Determine how many lines in the entries below contain "will", and output that number alone.

(Collected data entries)
========================

Issue #3205, opened 2024-07-24
STM32H7 recover from SAI `OverrunError`


elagil:
Hello!

I use the `embassy_stm32::sai::SAI4` peripheral driver on the `STM32H723` for writing audio data to a TDM output.

I have to start writing data immediately after calling `start()` on the driver instance - then it works fine. Otherwise, the writable ring buffer gives an `OverrunError`, which I cannot recover from, because subsequent calls to `write()` also give that error immediately. The same happens when there is a pause in writing, and (I guess) that the DMA consumes all of the data in the ring buffer.

I did not find a way to reset the ring buffer (and probably the driver itself). Do I have to make a new driver instance each time? Otherwise, I can also send zeros to the instance, to keep the buffer entertained, but I would rather be able to switch the peripheral off sometimes.

Thanks!

lulf:
I'm not familiar with SAI, but generally all drivers can be passed a &mut instance upon creation, and when the driver goes out of scope, it switches off the peripheral. Then you can reuse the peripheral with the driver next time you want to use it.

elagil:
Thanks, I tried that and it works fine. I think I will stick with it.

I--P:
Could you please elaborate on how you fixed that ? I'm running into the same issue with read() and I don't understand how to get rid of the overrun error

elagil:
@I--P You can have a look at this implementation that I ended up with: https://github.com/blus-audio/firmware-rs/blob/main/blus_mini_mk2/src/audio_routing.rs#L325

When there is an error, a fresh SAI instance is created with `new_sai4()`.

I--P:
@elagil thanks a lot, that's what I ended up with too. It will be very helpful for many people to have a direct link to your code here.

PR #3812, opened 2025-01-26
Allow stm32 H7 and L5 families to use external SAI sync & allow recovering after dropping a DMA channel

noracarmig:
In [sai/mod.rs](../blob/main/embassy-stm32/src/sai/mod.rs), modified `sai_v3_2pdm` and `sai_v3_4pdm` placement in the `#cfg[...]` conditional compilation statements to allow the corresponding L5 and H7 stm32 chips to use external SAI sync, as stated available in the ST reference manuals.

In [dma_bdma.rs](../blob/main/embassy-stm32/src/dma/dma_bdma.rs), added code to reset the complete_count variable defined in the global channel `STATE` defined in [dma/mod.rs](../blob/main/embassy-stm32/src/dma/mod.rs). For some reason re-creating a BDMA channel resets its global state, but re-creating a DMA channel does not, making BDMA peripherals like SAI4 recoverable after dropping their `Sai<'_, SAI4, W>` instance (like in #3205), but not DMA peripherals like SAI1 for example. One consequence of this is `Sai<'_, SAI1, W>` `Sai<'_, SAI2, W>` and `Sai<'_, SAI3, W>` peripherals are stuck in `Overrun` even after dropping and re-creating them.

### DIFF
--- a/embassy-stm32/src/dma/dma_bdma.rs
+++ b/embassy-stm32/src/dma/dma_bdma.rs
@@ -359,11 +359,13 @@ impl AnyChannel {
         match self.info().dma {
             #[cfg(dma)]
             DmaInfo::Dma(r) => {
+                let state: &ChannelState = &STATE[self.id as usize];
                 let ch = r.st(info.num);
 
                 // "Preceding reads and writes cannot be moved past subsequent writes."
                 fence(Ordering::SeqCst);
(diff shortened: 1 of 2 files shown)


Dirbaio (approved):
thank you!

========================

**Expected answer:**
2